PR #2503, opened 2026-08-01
fix(kosong): preserve Kimi's native tool-call id format

### LINKED ISSUE #520: APIEmptyResponseError: thinking model (Kimi-K2.6 via Azure / openai-compatible provider) returns reasoning-only completion on the step that continues after a tool call

0.11.0 (native install)

Custom provider — Azure AI Foundry serverless deployment of Kimi-K2.6, configured manually in config.toml (OpenAI-compatible endpoint), not via /login.

azure/Kimi-K2.6 (thinking = high)

Windows (win32 x64), Node.js v24.15.0

With thinking enabled, a turn fails when a step continues after a tool call. The follow-up step returns a completion containing only reasoning content — empty `content`, no `tool_calls` — with finishReason=stop, and the provider raises APIEmptyResponseError. All 3 retries return the same, and the turn fails.

Full error:

[2026-06-07T15:04:52] WARN  llm request failed  turnStep=0.2 attempt=3/3 model=azure/Kimi-K2.6
errorName=APIEmptyResponseError
errorMessage="The API returned a response containing only thinking content without any text or tool calls. This usually indicates the stream was interrupted or the output token budget was exhausted during reasoning. Provider stop details: finishReason=completed, rawFinishReason=stop. Provider: openai, model: Kimi-K2.6"
[2026-06-07T15:04:52] ERROR turn failed  turnId=0

The preceding step succeeded and used only 428 output tokens (usage: inputOther=20164, output=428), so the model is not running out of output budget — it stops naturally (rawFinishReason=stop) having emitted reasoning only.

Session ID: session_e251a0c1-02f2-46af-9f39-f9942875b42d
Context usage at failure: inputOther=20164, output=428 (step 1); step 2 = APIEmptyResponseError

Config (key/resource redacted):

[providers.azure]
type = "openai"
api_key = "[API_KEY]"
base_url = "https://[resource].openai.azure.com/openai/v1"

[models."azure/Kimi-K2.6"]
provider = "azure"
model = "Kimi-K2.6"
max_context_size = 262000
max_output_size = 156000
capabilities = [ "image_in", "thinking", "tool_use" ]
display_name = "Kimi-K2.6"
reasoning_key = "reasoning_content"

Observed sequence (from the session's wire trace):
1. Send a prompt with thinking enabled that leads the model to make a tool call on its first reasoning step.
2. Step 1 succeeds: the assistant emits a `think` part AND a `tool.call`, finishReason=tool_use. The tool result is appended to context.
3. Step 2 (continuing from the tool result) returns reasoning content only — empty `content`, no `tool_calls`, finishReason=stop.
4. All 3 retries return the same; the turn fails with APIEmptyResponseError.

It reproduces whenever a reasoning step issues a tool call and the next step has to continue from the tool result.

The turn should complete and return a normal response (assistant text or a tool call) instead of failing with APIEmptyResponseError.

### Additional information

- reasoning_key = "reasoning_content" is set in the config above and the issue still reproduces.
- Not an output-budget issue: only 428 output tokens were used in the preceding step (max_output_size = 156000).
- Full session export (manifest.json, agents/main/wire.jsonl, logs) available on request.

[kimi-session-redacted.zip](https://github.com/user-attachments/files/28683656/kimi-session-redacted.zip)

Note: all sensitive data deleted from files

dv8128:
Resolve #520

## Problem

See linked issue. Kimi models are trained to see tool-call ids echoed back in history in the canonical native shape `functions.<name>:<idx>`. The cross-provider id normalizer added in #327 rewrites that shape (`functions.Read:0` → `functions_Read_0`) on every provider, including the request back to Kimi itself, so the model stops recognizing its own prior tool call and replies with reasoning and no `tool_calls` — the turn dies as `APIEmptyResponseError`. Kimi served through an OpenAI-compatible endpoint is configured as a generic `openai` provider and takes that rewrite; the official endpoint masks the bug by normalizing server-side.

The session dump attached to #520 matches this path exactly: the provider is `type = "openai"` (Azure), the recorded history carries the canonical id `functions.Skill:0`, and the turn issues that tool call on step 1 and then fails on the step continuing from the tool result. That id is rewritten to `functions_Skill_0` before the follow-up request leaves, which is what this PR stops.

## What changed

A canonical native id is now passed through verbatim by the OpenAI chat-completions, OpenAI responses, and Kimi tool-call-id policies, in both the `kosong` and `agent-core-v2` engines; every other id keeps its exact current behavior. Preservation is keyed on the id shape because self-hosted Kimi does not self-identify at the policy layer, and Anthropic keeps sanitizing so #327's cross-provider fix stays intact.

## Checklist

### Evidence

Same real request, varying only the history id string, N=25 per row, against a self-hosted Kimi-K2 (vLLM/SGLang) endpoint:

| history id format | tool call emitted |
|---|---|
| `functions.Read:0` (canonical native) | **25 / 25** |
| `call_Read_0` (neutral) | 9 / 25 |
| `functions_Read_0` (sanitized — current behavior) | **0 / 25** |

Sampling parameters do not move this; only the id format does. Captured at the wire on that endpoint, stock kimi-code sends `functions_Read_0` on the OpenAI-provider route; with the fix it sends `functions.Read:0`, and an end-to-end run reads a file and completes the turn 5/5 with the canonical id preserved on both `tool_calls[].id` and the matching `tool_call_id`.

This matches vLLM's [Chasing 100% Accuracy: Debugging Kimi K2's Tool-Calling on vLLM](https://blog.vllm.ai/2025/10/28/Kimi-K2-Accuracy.html), whose recommended practice is to normalize history ids *to* `functions.func_name:idx` (a 4.4× success-rate gain), and Moonshot's [`tool_call_guidance.md`](https://huggingface.co/moonshotai/Kimi-K2-Thinking/blob/main/docs/tool_call_guidance.md): "The format of the tool ID is `functions.{func_name}:{idx}` … Incorrect tool-call IDs in multi-turn scenarios commonly cause tool-call failures."

### Design notes

- **Why not stop sanitizing for OpenAI entirely?** Sanitization still protects genuine cross-provider replay onto stricter backends. Preserving only the canonical shape is the smaller, lower-risk change.
- **Scope of the carve-out.** Preservation applies to any `openai`-type provider, not only Kimi, because the id shape is the only available signal. The cost is that a Kimi-authored id replayed onto a different, stricter OpenAI-compatible backend is passed through instead of sanitized; `functions.Read:0` is a valid free-form `tool_call.id` under the chat-completions spec, so a spec-compliant backend accepts it.
- **Length follows each API.** Chat Completions puts no length limit on `tool_call.id` (the 64-char cap is on the function *name*), so a canonical id is preserved at any length — a long MCP tool name or multi-digit `idx` must round-trip intact. The Responses `call_id` does carry `maxLength: 64` and is sent verbatim, so an over-long canonical id normalizes rather than being rejected at the wire. Both boundaries are pinned by tests.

══════════════════════════════

Prompt:
A copy of each line in the data above that holds the string "failed" is needed.

Exercise solution:
[2026-06-07T15:04:52] WARN  llm request failed  turnStep=0.2 attempt=3/3 model=azure/Kimi-K2.6
[2026-06-07T15:04:52] ERROR turn failed  turnId=0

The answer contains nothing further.